For Shafi, innovation must address real systemic pressures. He highlights three in particular: workforce shortages, the rising burden of chronic disease, and the unsustainable cost of hospital-centric care models. Technology, in his view, is valuable only insofar as it helps improve patient outcomes or redistribute care more efficiently.
One concept he frequently returns to is the “housepital” – the gradual migration of care from centralized institutions into homes and communities. Enabled by remote monitoring, AI-driven diagnostics, and wearable sensors, this shift has the potential to improve outcomes while reducing costs. Shafi describes the current moment as a rare convergence of technological capability, patient demand, and regulatory openness.
Yet he is equally clear that adoption – not invention – is the real bottleneck. Healthcare systems change slowly, and solutions that ignore incentives, workflows, and culture rarely scale.
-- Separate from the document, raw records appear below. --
PR #220, opened 2024-12-20
[PvP] BLM Wrath Update

Kaeris-Tempest:
Black Mage has been revisited for Patch 7.15.

## Major Changes
- Complete logic rework.
- Fire and Blizzard spells have been condensed into one button.
- Smart Paradox usage for higher damage and fire-aspected uptime.
- Elemental Weave now accommodates both Fire and Ice wreaths.
- Several actions now have toggles to include defensive usage.

## Minor Changes
- Lethargy will no longer be used against NPCs.
- Xenoglossy prefers saving charges when used against NPCs.
- Aetherial Manipulation removed as it no longer grants Swiftcast.

## Other Changes
- Removed all weaving checks and obsolete IDs.
- Added missing actionIDs for Fire/Blizzard III and High Fire/Blizzard II.
- Added `Aetherial Manipulation Feature` for quick debuff cleansing.

### DIFF
--- a/WrathCombo/Combos/CustomComboPreset.cs
+++ b/WrathCombo/Combos/CustomComboPreset.cs
@@ -6415,64 +6415,41 @@ public enum CustomComboPreset
     #region BLACK MAGE
 
     [PvPCustomCombo]
-    [CustomComboInfo("Burst Mode", "Turns Fire and Blizzard into all-in-one damage buttons.", BLM.JobID)]
+    [ReplaceSkill(BLMPvP.Fire)]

Building for Adoption, Not Just Technology
PurposeTech’s second fund reflects this also operationally. Roughly ten percent of capital is earmarked for venture building and portfolio-level support, aimed at helping companies navigate regulatory complexity, stakeholder alignment, and change management. The objective is to increase the probability that technically sound solutions achieve real-world uptake.
Looking ahead, PurposeTech envisions its second vintage – PT Capital – as the foundation of a regional HealthTech platform focused on preventive care and healthspan extension. Rather than a loose collection of investments, the portfolio is intended to function as an interconnected ecosystem, sharing capabilities, insights, and infrastructure.
The formal announcement of the fund will follow in January 2026. For now, the message is clear: in healthcare, realism may be the most radical strategy of all.